## Task description
Each line of the data below should be repeated exactly.

(Data extracts begins)

PR #528, opened 2022-05-30
frontend: Add mark all as read and clear functionalities to notificaton

### LINKED ISSUE #517: [RFE] Allow to clear notifications
## Current situation

We have notifications showing, with the ability to mark them as read, but no possibility to hide/remove them.

## Impact

Users who don't want to see any of the past notifications, cannot choose to remove/hide them.

## Ideal future situation

We have a way to remove individual notifications or all of them.

## UI

Mockup of the new notifications UI, showing clear/remove options

## Implementation options

We should probably not actually delete the notifications but rather just hide them when the user clicks the X/clear buttons. The reason is that if we actually clear them from memory, then chances are that the user may see them come back if the logic is reloaded.

ashu8912:
This patch adds the clear and mark all as read functionality to notification popup

## How to use
Go to notification popup click on the Mark as All Read button and you will see all notifications marked as read, click on Clear button and you will see all notifications getting cleared.

fixes #517


frontend/src/components/App/Notifications/index.tsx
```diff
@@ -228,6 +252,35 @@ export default function Notifications() {
...
+          <Grid container justifyContent="space-between">
+            <Grid item>
+              <Box mx={1}>
+                <Typography style={{ fontWeight: 'bold' }}>{t('Notifications')}</Typography>
+              </Box>
+            </Grid>
+            <Grid item>
+              <Box display={'flex'} justifyContent="space-between">
+                <Box px={1}>
+                  <Link
```
illume, line 265: All features should be usable with the keyboard. If you try tabbing through, it's not possible to use the keyboard for these links (I think changing them to buttons would fix it).

illume (changes requested):
👍 Cool, thanks.

Left a few comments.

Would you mind addressing tooltip readability issues as reported by axe in the dev console?

frontend/src/components/App/Notifications/index.tsx
```diff
@@ -131,11 +142,12 @@ export default function Notifications() {
   const dispatch = useDispatch();
   const [events] = Event.useList();
   const { t } = useTranslation();
+  const theme = useTheme();
 
   useEffect(() => {
     if (events && events.length !== 0) {
       const importantEvents: Notification[] = events
-        .filter((event: KubeEvent) => event.type !== 'Normal')
+        .filter((event: KubeEvent) => event.type === 'Normal')
```
joaquimrocha, line 150: This was added by mistake.

frontend/src/components/App/Notifications/index.tsx
```diff
@@ -228,6 +252,35 @@ export default function Notifications() {
...
+              </Box>
+            </Grid>
+            <Grid item>
+              <Box display={'flex'} justifyContent="space-between">
+                <Box px={1}>
+                  <Link
+                    style={{ textDecoration: 'none', cursor: 'pointer' }}
+                    onClick={handleNotificationMarkAllRead}
+                  >
+                    {t('frequent|Mark as All Read')}
```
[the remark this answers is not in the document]
joaquimrocha: And it should say `Mark all as read`.

frontend/src/components/App/Notifications/index.tsx
```diff
@@ -179,6 +191,18 @@ export default function Notifications() {
...
+  function handleNotificationMarkAllRead() {
+    const massagedNotifications = notifications.map(notification => {
+      notification.seen = true;
+      return notification;
+    });
+    dispatch(setUINotifications(massagedNotifications));
+  }
+
+  function handleNotificationClear() {
+    dispatch(setUINotifications([]));
```
joaquimrocha, line 203: This will have the effect I had warned about: upon refreshing the page, we get all the notifications back again. We should instead have a way to hide them, so for the user it looks like they've been deleted, but we need them around in order to know if they should be displayed.

joaquimrocha:
I have updated this PR to fix a couple of issues and ended up doing the following:
1. When refreshing the page, the notifications now show the same state as before (notifications which were marked as read will be shown as read, same for clear);
2. Disable the "Mark all as read" and "Clear" if their actions cannot be applied to the current notifications' state
3. Replace the use of a badge for the "mark as read" button by an icon button
4. Ensure that if there are less events than the previous shown notifications, unmatched older notification are still shown (it was only showing the same number of notifications as the events since the latter was used for filtering)
5. Add a tooltip to the "mark as read" button
6. Use the Empty component for displaying the empty state
7. Ensure tab navigation is possible in the notifications' popup

All notifications clear screenshot

joaquimrocha:
@illume Maybe you can take a look.

frontend/src/components/App/Notifications/index.tsx
```diff
@@ -133,43 +161,56 @@ export default function Notifications() {
   const { t } = useTranslation();
 
   useEffect(() => {
+    let notificationsToShow: Notification[] = [];
+    let currentNotifications = notifications;
+    let changed = false;
+
+    if (currentNotifications.length === 0) {
+      currentNotifications = JSON.parse(localStorage.getItem('notifications') || '[]');
+      changed = true;
```
illume, line 170: This block here causes the App.test.jsx to loop forever. Doesn't loop in the app though it seems.

joaquimrocha: Happens when there are no events. I have updated the PR with a fix and the tests passed now, so I will merge it. Thanks.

(Data extracts ends)

## Problem solution
PR #528, opened 2022-05-30
frontend: Add mark all as read and clear functionalities to notificaton

### LINKED ISSUE #517: [RFE] Allow to clear notifications
## Current situation

We have notifications showing, with the ability to mark them as read, but no possibility to hide/remove them.

## Impact

Users who don't want to see any of the past notifications, cannot choose to remove/hide them.

## Ideal future situation

We have a way to remove individual notifications or all of them.

## UI

Mockup of the new notifications UI, showing clear/remove options

## Implementation options

We should probably not actually delete the notifications but rather just hide them when the user clicks the X/clear buttons. The reason is that if we actually clear them from memory, then chances are that the user may see them come back if the logic is reloaded.

ashu8912:
This patch adds the clear and mark all as read functionality to notification popup

## How to use
Go to notification popup click on the Mark as All Read button and you will see all notifications marked as read, click on Clear button and you will see all notifications getting cleared.

fixes #517


frontend/src/components/App/Notifications/index.tsx
```diff
@@ -228,6 +252,35 @@ export default function Notifications() {
...
+          <Grid container justifyContent="space-between">
+            <Grid item>
+              <Box mx={1}>
+                <Typography style={{ fontWeight: 'bold' }}>{t('Notifications')}</Typography>
+              </Box>
+            </Grid>
+            <Grid item>
+              <Box display={'flex'} justifyContent="space-between">
+                <Box px={1}>
+                  <Link
```
illume, line 265: All features should be usable with the keyboard. If you try tabbing through, it's not possible to use the keyboard for these links (I think changing them to buttons would fix it).

illume (changes requested):
👍 Cool, thanks.

Left a few comments.

Would you mind addressing tooltip readability issues as reported by axe in the dev console?

frontend/src/components/App/Notifications/index.tsx
```diff
@@ -131,11 +142,12 @@ export default function Notifications() {
   const dispatch = useDispatch();
   const [events] = Event.useList();
   const { t } = useTranslation();
+  const theme = useTheme();
 
   useEffect(() => {
     if (events && events.length !== 0) {
       const importantEvents: Notification[] = events
-        .filter((event: KubeEvent) => event.type !== 'Normal')
+        .filter((event: KubeEvent) => event.type === 'Normal')
```
joaquimrocha, line 150: This was added by mistake.

frontend/src/components/App/Notifications/index.tsx
```diff
@@ -228,6 +252,35 @@ export default function Notifications() {
...
+              </Box>
+            </Grid>
+            <Grid item>
+              <Box display={'flex'} justifyContent="space-between">
+                <Box px={1}>
+                  <Link
+                    style={{ textDecoration: 'none', cursor: 'pointer' }}
+                    onClick={handleNotificationMarkAllRead}
+                  >
+                    {t('frequent|Mark as All Read')}
```
[the remark this answers is not in the document]
joaquimrocha: And it should say `Mark all as read`.

frontend/src/components/App/Notifications/index.tsx
```diff
@@ -179,6 +191,18 @@ export default function Notifications() {
...
+  function handleNotificationMarkAllRead() {
+    const massagedNotifications = notifications.map(notification => {
+      notification.seen = true;
+      return notification;
+    });
+    dispatch(setUINotifications(massagedNotifications));
+  }
+
+  function handleNotificationClear() {
+    dispatch(setUINotifications([]));
```
joaquimrocha, line 203: This will have the effect I had warned about: upon refreshing the page, we get all the notifications back again. We should instead have a way to hide them, so for the user it looks like they've been deleted, but we need them around in order to know if they should be displayed.

joaquimrocha:
I have updated this PR to fix a couple of issues and ended up doing the following:
1. When refreshing the page, the notifications now show the same state as before (notifications which were marked as read will be shown as read, same for clear);
2. Disable the "Mark all as read" and "Clear" if their actions cannot be applied to the current notifications' state
3. Replace the use of a badge for the "mark as read" button by an icon button
4. Ensure that if there are less events than the previous shown notifications, unmatched older notification are still shown (it was only showing the same number of notifications as the events since the latter was used for filtering)
5. Add a tooltip to the "mark as read" button
6. Use the Empty component for displaying the empty state
7. Ensure tab navigation is possible in the notifications' popup

All notifications clear screenshot

joaquimrocha:
@illume Maybe you can take a look.

frontend/src/components/App/Notifications/index.tsx
```diff
@@ -133,43 +161,56 @@ export default function Notifications() {
   const { t } = useTranslation();
 
   useEffect(() => {
+    let notificationsToShow: Notification[] = [];
+    let currentNotifications = notifications;
+    let changed = false;
+
+    if (currentNotifications.length === 0) {
+      currentNotifications = JSON.parse(localStorage.getItem('notifications') || '[]');
+      changed = true;
```
illume, line 170: This block here causes the App.test.jsx to loop forever. Doesn't loop in the app though it seems.

joaquimrocha: Happens when there are no events. I have updated the PR with a fix and the tests passed now, so I will merge it. Thanks.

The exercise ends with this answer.